*** Information shown ***

PR #1045, opened 2019-03-19
JSUI-2405 Start to Link the ML Facets with the SearchAPI

ThibodeauJF:
- Change selected boolean to a state enum (like the api)
- Add options
- Create MLFacetQueryController and connect to the API

I will add further tests and functionalities in the next PRs, I just tough it was getting big

### DIFF
--- a/src/controllers/MLFacetQueryController.ts
+++ b/src/controllers/MLFacetQueryController.ts
@@ -15,7 +15,7 @@ export class MLFacetQueryController {
     Assert.exists(queryBuilder);
 
     const facetState: IFacetRequest = {
-      field: this.facet.options.field as string,
+      field: this.facet.options.field.slice(1) as string,
       sortCriteria: this.facet.options.sortCriteria as FacetSortCriteria,
       currentValues: this.currentValues,
       numberOfValues: this.facet.options.numberOfValues, // TODO: manage more/less
--- a/src/controllers/MLFacetQueryController.ts
+++ b/src/controllers/MLFacetQueryController.ts
@@ -1,7 +1,8 @@
 import { MLFacet } from '../ui/MLFacet/MLFacet';
 import { QueryBuilder } from '../ui/Base/QueryBuilder';
 import { Assert } from '../misc/Assert';
-import { IFacetRequest } from '../rest/Facet/FacetRequest';
+import { IFacetRequest, IFacetRequestValue } from '../rest/Facet/FacetRequest';
+import { FacetSortCriteria } from '../rest/Facet/FacetSortCriteria';
 
 export class MLFacetQueryController {
   constructor(public facet: MLFacet) {}
@@ -13,11 +14,21 @@ export class MLFacetQueryController {
   public putFacetsIntoQueryBuilder(queryBuilder: QueryBuilder) {
     Assert.exists(queryBuilder);
 
-    const facets: IFacetRequest = {
-      field: this.facet.options.field as string
-      // TODO: Add more parameters
+    const facetState: IFacetRequest = {
+      field: this.facet.options.field as string,
+      sortCriteria: this.facet.options.sortCriteria as FacetSortCriteria,
+      currentValues: this.currentValues,
+      numberOfValues: this.facet.options.numberOfValues, // TODO: manage more/less
+      isSticky: false // TODO: manage isSticky
     };
 
-    queryBuilder.facets.push(facets);
+    queryBuilder.facets.push(facetState);
+  }
+
+  private get currentValues(): IFacetRequestValue[] {
+    return this.facet.values.allFacetValues.map(({ value, state }) => ({
+      value,
+      state
+    }));
   }
 }
--- a/src/controllers/MLFacetQueryController.ts
+++ b/src/controllers/MLFacetQueryController.ts
@@ -15,7 +15,7 @@ export class MLFacetQueryController {
     Assert.exists(queryBuilder);
 
     const facetState: IFacetRequest = {
-      field: this.facet.options.field.slice(1) as string,
+      field: this.facet.fieldName,
       sortCriteria: this.facet.options.sortCriteria as FacetSortCriteria,
       currentValues: this.currentValues,
       numberOfValues: this.facet.options.numberOfValues, // TODO: manage more/less
--- a/src/controllers/MLFacetQueryController.ts
+++ b/src/controllers/MLFacetQueryController.ts
@@ -1,0 +1,23 @@
+import { MLFacet } from '../ui/MLFacet/MLFacet';
+import { QueryBuilder } from '../ui/Base/QueryBuilder';
+import { Assert } from '../misc/Assert';
+import { IFacetRequest } from '../rest/Facet/FacetRequest';
+
+export class MLFacetQueryController {
+  constructor(public facet: MLFacet) {}
+
+  /**
+   * Build the facets request for the MLFacet, and insert it in the query builder
+   * @param queryBuilder
+   */
+  public putFacetsIntoQueryBuilder(queryBuilder: QueryBuilder) {
+    Assert.exists(queryBuilder);
+
+    const facets: IFacetRequest = {
+      field: this.facet.options.field as string
+      // TODO: Add more parameters
+    };
+
+    queryBuilder.facets.push(facets);
+  }
+}
--- a/src/controllers/MLFacetQueryController.ts
+++ b/src/controllers/MLFacetQueryController.ts
@@ -11,7 +11,7 @@ export class MLFacetQueryController {
    * Build the facets request for the MLFacet, and insert it in the query builder
    * @param queryBuilder
    */
-  public putFacetsIntoQueryBuilder(queryBuilder: QueryBuilder) {
+  public putFacetIntoQueryBuilder(queryBuilder: QueryBuilder) {
     Assert.exists(queryBuilder);
 
     const facetState: IFacetRequest = {
--- a/src/rest/Facet/FacetRequest.ts
+++ b/src/rest/Facet/FacetRequest.ts
@@ -1,0 +1,16 @@
+import { FacetValueState } from './FacetValueState';
+import { FacetSortCriteria } from './FacetSortCriteria';
+
+export interface IFacetRequestValue {
+  value: string;
+  state?: FacetValueState;
+}
+
+export interface IFacetRequest {
+  field: string;
+  sortCriteria?: FacetSortCriteria;
+  numberOfValues?: number;
+  injectionDepth?: number;
+  isSticky?: boolean;
+  currentValues?: IFacetRequestValue[];
+}
--- a/src/rest/Facet/FacetRequest.ts
+++ b/src/rest/Facet/FacetRequest.ts
@@ -3,7 +3,7 @@ import { FacetSortCriteria } from './FacetSortCriteria';
 
 export interface IFacetRequestValue {
   value: string;
-  state?: FacetValueState;
+  state: FacetValueState;
 }
 
 export interface IFacetRequest {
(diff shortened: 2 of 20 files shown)


src/rest/Facet/FacetSortCriteria.ts
```diff
@@ -0,0 +1,14 @@
+export enum FacetSortCriteria {
+  score = 'score',
+  alphaascending = 'alphaascending',
+  alphadescending = 'alphadescending',
+  occurrences = 'occurrences'
+}
+
+export function isFacetSortCriteria(sortCriteria: string) {
+  return (
```
samisayegh: Since typescript enums support reverse lookups, you could simply do:

```
export function isFacetSortCriteria(sortCriteria: string) {
    return FacetSortCriteria[sortCriteria] != null;
}
```

At the moment, the keys and values are identical, so forward and reverse lookups are the same, but if they were to diverge, the above logic should continue to work.

src/rest/Query.ts
```diff
@@ -232,4 +233,9 @@ export interface IQuery {
    * This parameter is normally controlled by {@link SearchInterface.options.allowEmptyQuery} option.
    */
   allowQueriesWithoutKeywords?: boolean;
+
+  /**
+   * Specifies an array of request to retrieve facet values for the MLFacet component
+   */
+  facets?: IFacetRequest[];
```
samisayegh: Would `facetRequests` be a better name here?

src/ui/Base/QueryBuilder.ts
```diff
@@ -499,4 +506,20 @@ export class QueryBuilder {
     const query = this.build();
     return Utils.isNonEmptyString(query.q) || Utils.isNonEmptyString(query.lq);
   }
+
+  private validateGroupBy() {
+    if (!this.groupByRequests.length && this.facets.length) {
+      return undefined;
```
samisayegh: Should we return `undefined` or an empty array here? Same for line 519.

src/ui/MLFacet/MLFacet.ts
```diff
@@ -143,32 +144,29 @@ export class MLFacet extends Component {
...
-
     if (Utils.isNullOrUndefined(data.results.facets)) {
       return this.notImplementedError();
     }
 
-    this.onQueryResponse(data.results.facets);
+    const facetResponse = findWhere(data.results.facets, { field: this.options.field.slice(1) });
+
+    if (!facetResponse) {
+      this.fieldInexistantError();
```
samisayegh: This name is a mix of english and french 😄 What about `fieldDoesNotExistError()`

src/ui/MLFacet/MLFacet.ts
```diff
@@ -143,32 +144,29 @@ export class MLFacet extends Component {
...
   private handleQuerySuccess(data: IQuerySuccessEventArgs) {
-    // TODO: mock response elsewhere
-    data.results.facets = this.mockedSavedValues;
-
     if (Utils.isNullOrUndefined(data.results.facets)) {
       return this.notImplementedError();
     }
 
-    this.onQueryResponse(data.results.facets);
+    const facetResponse = findWhere(data.results.facets, { field: this.options.field.slice(1) });
```
samisayegh: I think it would be helpful to store `this.options.field.slice(1)` in a variable called `fieldName` or `fieldWithoutCommercialAt`.

src/ui/MLFacet/MLFacet.ts
```diff
@@ -251,6 +249,11 @@ export class MLFacet extends Component {
     this.logger.error('MLFacets are not supported by your current search endpoint. Disabling this component.');
     this.disable();
   }
+
+  private fieldInexistantError() {
+    this.logger.error(`There are not facet result for field ${this.options.field}. Disabling this component.`);
```
samisayegh: Slight change to the message: `There are no facet results for the field ...`

src/ui/MLFacet/MLFacetOptions.ts
```diff
@@ -44,13 +47,34 @@ export const MLFacetOptions = {
...
   field: ComponentOptions.buildFieldOption({ required: true, section: 'CommonOptions' }),
+  /**
+   * Specifies the criteria to use to sort the facet values.
+   *
+   * See {@link FacetSortCriteria} for the list and description of possible values.
+   *
+   * Default value is the `undefined`
+   */
+  sortCriteria: ComponentOptions.buildStringOption({
+    postProcessing: value => (isFacetSortCriteria(value) ? value : undefined),
```
samisayegh: What do you think of converting `isFacetSortCriteria` to `sanitizeFacetSortCriteria` and rather than returning `undefined`, returning a good default value, e.g. `occurences`?

src/ui/MLFacet/MLFacetOptions.ts
```diff
@@ -44,13 +47,34 @@ export const MLFacetOptions = {
...
+    section: 'Sorting'
+  }),
+  /**
+   * Specifies the maximum number of field values to display by default in the facet before the user
+   * clicks to show more.
+   *
+   * Minimum value is `0`.
```
samisayegh: Should we set a default value as well? I remember Anne-Catherine saying she wasn't sure what the default number of displayed values should be, but it should be between 5-8? We could use 5 for now.

src/ui/MLFacet/MLFacetValues/MLFacetValue.ts
```diff
@@ -2,36 +2,41 @@ import * as Globalize from 'globalize';
...
+    return this.state === FacetValueState.selected;
+  }
+
   public toggleSelect() {
-    this.selected = !this.selected;
+    this.state = this.state === FacetValueState.selected ? FacetValueState.idle : FacetValueState.selected;
   }
 
   public select() {
-    this.selected = true;
```
samisayegh: Curious why you shifted from a boolean to an enum? Will there be more states?

src/rest/Query.ts
ThibodeauJF: I preferred having the same name on request/response like we see for the category facet. I won't change these now as it's on the API as well

src/ui/Base/QueryBuilder.ts
ThibodeauJF: They have to be undefined, sending both will result in an API error

src/ui/MLFacet/MLFacetOptions.ts
ThibodeauJF: by default the API is going to get undefined, and follow through with the UX recommendation

src/ui/MLFacet/MLFacetOptions.ts
ThibodeauJF: Default will be on the API side, we could have our own default too it won't change much

src/ui/MLFacet/MLFacetValues/MLFacetValue.ts
ThibodeauJF: excluded possibly. API works the same

src/controllers/MLFacetQueryController.ts
```diff
@@ -0,0 +1,34 @@
...
+
+  /**
+   * Build the facets request for the MLFacet, and insert it in the query builder
+   * @param queryBuilder
+   */
+  public putFacetsIntoQueryBuilder(queryBuilder: QueryBuilder) {
+    Assert.exists(queryBuilder);
+
+    const facetState: IFacetRequest = {
+      field: this.facet.options.field.slice(1) as string,
```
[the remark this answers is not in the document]
ThibodeauJF: the IFieldOption extends String, not string, I think getting fieldName from the MLFacet will be good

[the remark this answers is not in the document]
ThibodeauJF: I even think that the slice already "casts" it to string 🤔

src/controllers/MLFacetQueryController.ts
```diff
@@ -0,0 +1,34 @@
...
+
+  /**
+   * Build the facets request for the MLFacet, and insert it in the query builder
+   * @param queryBuilder
+   */
+  public putFacetIntoQueryBuilder(queryBuilder: QueryBuilder) {
+    Assert.exists(queryBuilder);
+
+    const facetState: IFacetRequest = {
+      field: this.facet.fieldName,
```
olamothe: FieldName being a `get` method that transform the option by removing the "@", I have to make sure, is this actually needed ?

The API should support both sending a FacetRequest where the field name contains a `@`, and where the field name does not contain `@`.

This is the standard behaviour of other query parameters where we send a field name.

src/ui/MLFacet/MLFacet.ts
```diff
@@ -41,6 +42,10 @@ export class MLFacet extends Component {
     ResponsiveFacets.init(this.root, this, this.options);
   }
 
+  public get fieldName() {
+    return this.options.field.slice(1);
```
olamothe: See my previous comment about the `@` character for field name.

src/ui/MLFacet/MLFacetOptions.ts
olamothe: Then I guess we should be explaining in the documentation what happens if you don't specify one.

src/ui/MLFacet/MLFacetOptions.ts
olamothe: Same comment as above, I think it will be important to explain in detail what happens for each parameter if you leave it to default (being decided by the backend).

With that said, i think it's a good idea to leave the default up to the backend.

src/ui/MLFacet/MLFacet.ts
```diff
@@ -143,32 +148,29 @@ export class MLFacet extends Component {
...
   private handleQuerySuccess(data: IQuerySuccessEventArgs) {
-    // TODO: mock response elsewhere
-    data.results.facets = this.mockedSavedValues;
-
     if (Utils.isNullOrUndefined(data.results.facets)) {
       return this.notImplementedError();
     }
 
-    this.onQueryResponse(data.results.facets);
+    const facetResponse = findWhere(data.results.facets, { field: this.fieldName });
```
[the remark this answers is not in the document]
ThibodeauJF: You're right it's not reliable at all.
This is not final, for now it's sufficient to see the values, but still have to come up with a manager that will be able to adapt the order of the visible facet.
I will go for now with the sort of unique ID, but it will be in a future PR.

src/rest/Facet/FacetRequest.ts
```diff
@@ -0,0 +1,16 @@
+import { FacetValueState } from './FacetValueState';
+import { FacetSortCriteria } from './FacetSortCriteria';
+
+export interface IFacetRequestValue {
+  value: string;
+  state: FacetValueState;
+}
+
+export interface IFacetRequest {
+  field: string;
```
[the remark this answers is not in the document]
ThibodeauJF: I see there's the `isCoveoField` Utils. (which forces the `@`)
There's a type for the field option.
Otherwise I see that it's a `string`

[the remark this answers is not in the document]
ThibodeauJF: It only has to be validated once (the user's input inside the component) otherwise we can assume it's fine

src/ui/Base/QueryBuilder.ts
ThibodeauJF: Supporting both queries on the API side will require us to support both types of facets in the UI at the same time, which I cannot guarantee will work flawlessly OOTB. It's safer to prevent both params on our side until we're sure to be able to support that feature.

Side note: the error msg is clear from the API when we send both, it will be easy for a client using a custom UI there's no issue there.

src/ui/MLFacet/MLFacetOptions.ts
```diff
@@ -44,13 +47,37 @@ export const MLFacetOptions = {
    * Specifying a value for this option is required for the `MLFacet` component to work.
    */
   field: ComponentOptions.buildFieldOption({ required: true, section: 'CommonOptions' }),
+  /**
```
ThibodeauJF: @fbeaudoincoveo Need help for the doc in this file 🙏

***

Exercise brief: Look through the records and copy down every line that holds "comment".

Response:
olamothe: See my previous comment about the `@` character for field name.
olamothe: Same comment as above, I think it will be important to explain in detail what happens for each parameter if you leave it to default (being decided by the backend).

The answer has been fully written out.